Assigned task: What lines of the data hold the string "rishabhmaurya"? Copy them all.

Data for processing:
PR #21899, opened 2026-05-30
[Arrow Flight RPC] Producer-side back-pressure under slow consumers

rishabhmaurya:
## Summary

`FlightServerChannel.sendResponseBatch` now honours gRPC's `isReady()` contract: the producer thread parks on `BackpressureStrategy.waitForListener` before each batch is queued, and resumes only after gRPC reports the per-stream outbound buffer has drained below `setOnReadyThreshold`. Slow consumers throttle producer wall-clock instead of OOMing the flight pool.

## Context

3.1 used `BaseFlightProducer` with a synchronous `BackpressureStrategy.waitForListener` gate before every `putNext`. When we moved to the async/queue model (`flight-eventloop-N` + `FlightOutboundHandler.BatchTask`), the goal was to match the existing OpenSearch transport's fire-and-forget shape — producer enqueues quickly and returns, ordering is enforced by a single-threaded eventloop. That solved the concurrent-segment-search contention problem (multiple producer threads writing to one channel without serialising on a per-channel mutex), but in doing so we dropped the `isReady()` gate. Without it, the unguarded path ignored gRPC's flow-control signal and let buffers accumulate until the flight pool allocator threw `OutOfMemoryException`.

This PR restores the gate without giving up the async fire-and-forget shape. `awaitReadyOrThrow` runs **on the producer thread before** the `BatchTask` is submitted to the eventloop. The eventloop and its single-threaded ordering guarantees are unchanged.

## What changed

- `FlightServerChannel` registers a `CompositeBackpressureStrategy` and exposes `awaitReadyOrThrow()`. The strategy's cancel callback runs the channel's existing `onChannelCancelled` cleanup before notifying parked threads, so a thread waking from `waitForListener` always observes the cancelled state.
- `FlightOutboundHandler.sendResponseBatch` calls `awaitReadyOrThrow()` before `getExecutor().execute(...)`.
- `CompositeBackpressureStrategy` implements `BackpressureStrategy` directly rather than extending Arrow's `CallbackBackpressureStrategy`, which has a known race ([apache/arrow-java#346](https://github.com/apache/arrow-java/issues/346)): it reads `listener.isReady()` twice — once as the wait-loop predicate, then again post-loop to decide which `WaitResult` to return — and gRPC mutates that flag from Netty event-loop threads outside the strategy's lock, so the two reads can disagree (`"Invalid state when waiting for listener"`). This implementation reads `listener.isReady()` and `listener.isCancelled()` once per loop iteration inside the lock; the handlers' `notifyAll()` simply wakes the waiter so the next iteration reads fresh.
- New settings `arrow.flight.channel.outbound_buffer_threshold` (default 64 MiB) and `arrow.flight.channel.ready_timeout` (default 60s, 100ms minimum). The threshold is wired through to `OSFlightServer.Builder.backpressureThreshold`.

## Settings

| Setting | Default | Behaviour |
|---|---|---|
| `arrow.flight.channel.ready_timeout` | `60s` | Maximum time the producer parks before failing the batch with `StreamErrorCode.TIMED_OUT`. |
| `arrow.flight.channel.outbound_buffer_threshold` | `64mb` | Per-stream gRPC watermark. **Must be strictly smaller than `native.allocator.pool.flight.max`.** |

### Sizing the flight pool

`outbound_buffer_threshold` is **per stream**; `native.allocator.pool.flight.max` is **per node**, shared across all streams.

```
flight pool max  >=  N concurrent streams × (threshold + ~16 MiB headroom)
```

The threshold is a watermark, not a max-message-size — a single batch larger than the threshold ships in one shot, with the producer parking on the next `sendResponseBatch`. See [docs/backpressure.md](plugins/arrow-flight-rpc/docs/backpressure.md) for full sizing guidance.

### Thread-pool exhaustion under slow consumers

The producer thread **parks** under a slow consumer (up to `ready_timeout`). The action handler runs on whichever thread pool it was registered against; N concurrent slow streams hold N threads parked simultaneously, which can starve the pool.

Mitigations:
- Size `ready_timeout` to fail unresponsive streams within an acceptable window.
- Register stream actions on a pool sized for streaming workloads (not on shared CPU-bound pools): a pool of K threads both bounds concurrent streams to K and isolates the parking from unrelated traffic. A dedicated admission-control layer is a more flexible alternative, out of scope here.

### ⚠️ Virtual threads for park-bound producers

> **For workloads where the producer is mostly bottlenecked on `awaitReadyOrThrow` (lots of parking, little compute per batch), the code that registers the stream action can dispatch its handler on a virtual-thread executor it owns.** Park time then doesn't consume a platform thread. CPU-bound work (e.g. building each batch) should still run on a sized platform-thread pool to avoid pinning the carrier — typically by submitting that work to a separate executor and awaiting the result from the virtual thread. The framework itself does not assume virtual threads; this is a decision for the action's registrant.

## Tests

- `CompositeBackpressureStrategyTests` covers handler installation, fast path, ready-handler wakes a parked waiter, cancel-callback runs cleanup before notify, repeated waits return `READY` without a fresh handler firing (gRPC's `OnReadyHandler` is edge-triggered), and timeout.
- `FlightServerChannelTests` covers `awaitReadyOrThrow` fast path, parks-until-OnReady-fires, timeout, cancel-while-waiting + channel cleanup, already-cancelled, cancel-wakes-all-parked-producers (cleanup runs exactly once), post-cancel guard.
- `FlightOutboundHandlerTests` covers the `awaitReadyOrThrow` gating path.
- `ServerConfigTests` covers the new settings' parsing and bounds.
- `BackpressureProducerIT` exercises a slow consumer end-to-end; asserts the stream completes cleanly, all batches arrive, and producer wall-clock reflects consumer pacing (proves the producer was actually throttled).
- Concurrency-sensitive unit tests use `assertBusy` on `Thread.State.TIMED_WAITING` rather than fixed sleeps to avoid flakiness. Stable across multiple reruns.

Coverage on touched code: `CompositeBackpressureStrategy` 100%, `FlightServerChannel` 82%, `ArrowFlightProducer` 77%, `FlightOutboundHandler` 70%. Uncovered lines are pre-existing defensive paths.

## Test plan

- [x] `./gradlew :plugins:arrow-flight-rpc:test`
- [x] `./gradlew :plugins:arrow-flight-rpc:check -x internalClusterTest`
- [x] `./gradlew :plugins:arrow-flight-rpc:internalClusterTest --tests "*BackpressureProducerIT"` (stable across reruns)
- [x] `./gradlew :plugins:arrow-flight-rpc:jacocoTestReport`

### DIFF
--- a/plugins/arrow-flight-rpc/src/main/java/org/opensearch/arrow/flight/transport/FlightServerChannel.java
+++ b/plugins/arrow-flight-rpc/src/main/java/org/opensearch/arrow/flight/transport/FlightServerChannel.java
@@ -8,6 +8,7 @@
 
 package org.opensearch.arrow.flight.transport;
 
+import org.apache.arrow.flight.BackpressureStrategy;
 import org.apache.arrow.flight.CallStatus;
 import org.apache.arrow.flight.FlightProducer.ServerStreamListener;
 import org.apache.arrow.flight.FlightRuntimeException;
@@ -36,8 +37,14 @@ import java.util.concurrent.atomic.AtomicInteger;
 import static org.opensearch.arrow.flight.transport.FlightErrorMapper.mapFromCallStatus;
 
 /**
- * TcpChannel implementation for Arrow Flight. It is created per call in ArrowFlightProducer.
- * This implementation is not thread safe; consumer must ensure to invoke sendBatch serially and call completeStream() at the end
+ * TcpChannel implementation for Arrow Flight. Created per call in {@link ArrowFlightProducer}.
+ *
+ * <p>Honours gRPC's {@code isReady()} contract via {@link CompositeBackpressureStrategy}:
+ * producer threads call {@link #awaitReadyOrThrow()} before {@code sendBatch} is queued
+ * and park until gRPC's outbound buffer drains below {@code setOnReadyThreshold}.
+ *
+ * <p>This implementation is not thread safe; the producer must invoke {@code sendBatch}
+ * serially and call {@code completeStream()} at the end.
  */
 class FlightServerChannel implements TcpChannel, ArrowFlightChannel {
     private static final String PROFILE_NAME = "flight";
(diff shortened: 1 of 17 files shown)


plugins/arrow-flight-rpc/src/main/java/org/opensearch/arrow/flight/transport/FlightServerChannel.java
```diff
@@ -56,29 +63,81 @@ class FlightServerChannel implements TcpChannel, ArrowFlightChannel {
...
+     *
+     * @throws StreamException with {@link StreamErrorCode#TIMED_OUT} if the consumer
+     *         remains not-ready longer than {@code readyTimeoutMillis}, or
+     *         {@link StreamErrorCode#CANCELLED} if the client cancelled.
+     */
+    public void awaitReadyOrThrow() {
+        if (cancelled || serverStreamListener.isCancelled()) {
+            throw StreamException.cancelled("stream cancelled before back-pressure wait");
+        }
+        BackpressureStrategy.WaitResult result = bp.waitForListener(readyTimeoutMillis);
```
mch2, line 113: in testing this diff, i'm hitting `cause=java.lang.RuntimeException: Invalid state when waiting for listener.` that causes one of the producers to fail immediately, and the failure isn't getting pushed to the consumer.

rishabhmaurya: good catch! I have addressed it in latest revision

mch2 (approved):
Thanks @rishabhmaurya lgtm! will be this out over the next few days in benchmarks.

Expected answer:
rishabhmaurya:
rishabhmaurya: good catch! I have addressed it in latest revision
Thanks @rishabhmaurya lgtm! will be this out over the next few days in benchmarks.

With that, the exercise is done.